= Julian Hipwood =

British polo player and coach (born 1946)

Julian Hipwood (born 23 June 1946) is a British polo player and coach.

==Biography==
He was born and raised in the Cotswolds, England. He started his career playing association football and gradually moved on to polo. Both Julian Hipwood in 1981 and his brother Howard Hipwood in 1982 achieved a 9-goal Polo handicap. Only 55 players worldwide have been rated 9-goal by the United States Polo Association.

He won the Barrantes Memorial Tournament and played on the winning team of many of Royal Palm Polo Club's 26-goal Sunshine League tournaments. In 1977–1978, he played with the Fort Lauderdale team, alongside captain Jack Oxley and players Jamie Uihlein, Bart Evans, Juan Bautista Castilla, Lito Salanito and Tom Harris. In 1978, he was a finalist in the Argentine Open, the first Englishman to do so. He played on the Southern Hills team that won the 1980 U.S. Open Polo Championship, but was sidelined due to an injury.

From 1981 to 1984, he won the 30-goal World Cup five time.
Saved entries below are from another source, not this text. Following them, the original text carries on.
PR #3276, opened 2022-08-19
[CodeWhisperer] %Tracker will not be activated by users without enabling CodeWhisperer

Will-ShaoHua:
After deep-dive with the abundance of 0 metrics sent, we found %codeTracker didn't have this condition to filter out users who don't activate CodeWhisperer. Therefore it result in those meaningless 0s because everyone with plugin installed and telemetry enabled will send CodeWhispererPercentage. 

## Checklist

## License


jetbrains-core/src/software/aws/toolkits/jetbrains/services/codewhisperer/telemetry/CodeWhispererCodeCoverageTracker.kt
```diff
@@ -52,7 +53,7 @@ abstract class CodeWhispererCodeCoverageTracker(
 
     @Synchronized
     fun activateTrackerIfNotActive() {
-        if (!isTelemetryEnabled() || isActive.get()) return
+        if (!isTelemetryEnabled() || !CodeWhispererExplorerActionManager.getInstance().hasAcceptedTermsOfService() || isActive.get()) return
```
andrewyuq, line 56: In fact this is a problem not only for the calculation of this codePercentage metric but for all CodeWhisperer logics, we want the various listeners to not take effect when CWSPR is disabled. We can put this check in the documentChanged() event in `CodeWhispererEditorListener`. There needs to be other changes but for the scope of this issue this will be enough.

andrewyuq: And replace `isActive.get()` with `isTrackerActive()` here?

Will-ShaoHua: > 

yea make sense

Will-ShaoHua: yea make sense we also need to add this condition in all other cwspr logics. Yes, let me put this in editorListener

In 1996, he won the United States Polo Association Monty Waterbury Cup and Heritage Cup. He was also the captain of the England National team winning the Coronation Cup six times, and the British Gold and Queen's Cups.

He later reconverted to a polo coach. He has coached the UK teams of George Mountbatten, 4th Marquess of Milford Haven and London-based French businessman Jérôme Wirth. He also coached the Coca-Cola team, which won the U.S. Open Championship in 2002.

He lives in the United States. He was inducted into the Museum of Polo and Hall of Fame on 12 February 2010.

His daughter Accalia Hipwood is a radio presenter that co-hosted the Radio 2 Breakfast show with Kenny & Accalia in Dubai.